[RECORDS FOR THIS TASK — start]

PR #2016, opened 2023-11-29
Adding support for RFC 4806

jfhren-stormshield:
Hello,

As evoked in https://github.com/strongswan/strongswan/discussions/1845, we added support for RFC 4806.
A new token `connections.<conn>.ocsp` was added and can take 4 values: `never`, `reply`, `request` or `both`.
If `never` is set, the functionality is disabled entirely.
If `reply` is set, request for OCSP status are replied to.
If `request` is set, request for OCSP status are sent.
If `both` is set, request for OCSP status are replied to and request are sent.

A request is answered through the revocation plugin making use of the caching feature.
When a reply is received, it is cached in the same fashion that CRL in CERT payload. It is later checked for validity while taking into account the certificate hash received in the OCSP certreq payload (if any).

As described in RFC 4806 and suggested by @strongX509, OCSP signer certificates from the group `b`  (see section 3.1) can be added in `swanctl/x509ocsp` and while added to OCSP certreq payload.

### DIFF
--- a/src/libcharon/config/ike_cfg.c
+++ b/src/libcharon/config/ike_cfg.c
@@ -97,6 +97,11 @@ struct private_ike_cfg_t {
 	bool certreq;
 
 	/**
+	 * should we send an OCSP status request?
+	 */
+	bool ocsp_certreq;
+
+	/**
 	 * enforce UDP encapsulation
 	 */
 	bool force_encap;
@@ -132,6 +137,12 @@ METHOD(ike_cfg_t, send_certreq, bool,
 	private_ike_cfg_t *this)
 {
 	return this->certreq;
+}
+
+METHOD(ike_cfg_t, send_ocsp_certreq, bool,
+	private_ike_cfg_t *this)
+{
+	return this->ocsp_certreq;
 }
 
 METHOD(ike_cfg_t, force_encap_, bool,
@@ -388,6 +399,7 @@ METHOD(ike_cfg_t, equals, bool,
 	return
 		this->version == other->version &&
 		this->certreq == other->certreq &&
+		this->ocsp_certreq == other->ocsp_certreq &&
 		this->force_encap == other->force_encap &&
 		this->fragmentation == other->fragmentation &&
 		this->childless == other->childless &&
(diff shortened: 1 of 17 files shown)


jfhren-stormshield:
@cla-bot check

tobiasbrunner:
Thanks a lot for this.

I've applied the commit with several changes and refactorings to master. They are as follows:
* Renamed the enum values to make them clearer and avoid the conflict on Windows.
* Only send a non-empty OCSP cert request if we find **self-signed** OCSP-signer certificates. That's basically case (b) mentioned in [section 3.1](https://datatracker.ietf.org/doc/html/rfc4806#section-3.1) of the RFC (in the other cases it makes no sense to send a hash, which the RFC also points out), with the added condition that only certificates flagged as OCSP-signer are considered (i.e. not all self-signed certificates found locally). Which means they either must have that extended key usage flag set or they must be placed in the `x509ocsp` directory so they get flagged when loaded. There was also some weird duplicate hash generation/addition when sending certificate requests.
* Only log received hash values (or certificate subjects) when handling OCSP cert requests, don't apply them as constraints. The sender of an OCSP cert request really doesn't know who'll sign the OCSP responses (e.g. if it has multiple self-signed OCSP-signer certificates, it won't know which will apply to which connection, could even be multiple over the whole chain, or none at all). So using whatever it sends as hard constraint is too restrictive. With self-signed certificates, the hashes could theoretically be useful to select the right (pre-generated) OCSP response or signing certificate if there are multiple during a key rollover, but strongSwan doesn't support this at the moment (and OCSP itself doesn't seem to support such a feature anyway, so this would only be useful if the VPN server generated OCSP responses itself e.g. via `ocsp_responder_t` interface).
* Removed the manual resolution of the certificate chain when sending OCSP responses (which might have been test code or from an earlier iteration) and the corresponding `credential_manager_t::get_issuer_cert()` method. The chain is just enumerated via local auth config.
* Changed the log messages.
* @strongX509 added integration tests in 6f8275ababa99238887071d175ca76cd3801fa35.

PR #2026, opened 2023-12-09
ipsec: strongSwan is not exclusive to Linux kernels

jlduran:
The project is now called "the strongSwan project" rather than "Linux strongSwan" to better reflect this.


tobiasbrunner:
@cla-bot check

PR #2151, opened 2024-03-07
github: Add AWS-LC CI job

geedo0:
AWS-LC is an OpenSSL derivative which can be used with the openssl plugin. This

[RECORDS FOR THIS TASK — finish]

Proceeding from the line containing "this->fragmentation == other->fragmentation" through the line containing "Only log received", transcribe the lines above exactly, both end lines included.

• RESPONSE TO THIS TASK
 		this->fragmentation == other->fragmentation &&
 		this->childless == other->childless &&
(diff shortened: 1 of 17 files shown)


jfhren-stormshield:
@cla-bot check

tobiasbrunner:
Thanks a lot for this.

I've applied the commit with several changes and refactorings to master. They are as follows:
* Renamed the enum values to make them clearer and avoid the conflict on Windows.
* Only send a non-empty OCSP cert request if we find **self-signed** OCSP-signer certificates. That's basically case (b) mentioned in [section 3.1](https://datatracker.ietf.org/doc/html/rfc4806#section-3.1) of the RFC (in the other cases it makes no sense to send a hash, which the RFC also points out), with the added condition that only certificates flagged as OCSP-signer are considered (i.e. not all self-signed certificates found locally). Which means they either must have that extended key usage flag set or they must be placed in the `x509ocsp` directory so they get flagged when loaded. There was also some weird duplicate hash generation/addition when sending certificate requests.
* Only log received hash values (or certificate subjects) when handling OCSP cert requests, don't apply them as constraints. The sender of an OCSP cert request really doesn't know who'll sign the OCSP responses (e.g. if it has multiple self-signed OCSP-signer certificates, it won't know which will apply to which connection, could even be multiple over the whole chain, or none at all). So using whatever it sends as hard constraint is too restrictive. With self-signed certificates, the hashes could theoretically be useful to select the right (pre-generated) OCSP response or signing certificate if there are multiple during a key rollover, but strongSwan doesn't support this at the moment (and OCSP itself doesn't seem to support such a feature anyway, so this would only be useful if the VPN server generated OCSP responses itself e.g. via `ocsp_responder_t` interface).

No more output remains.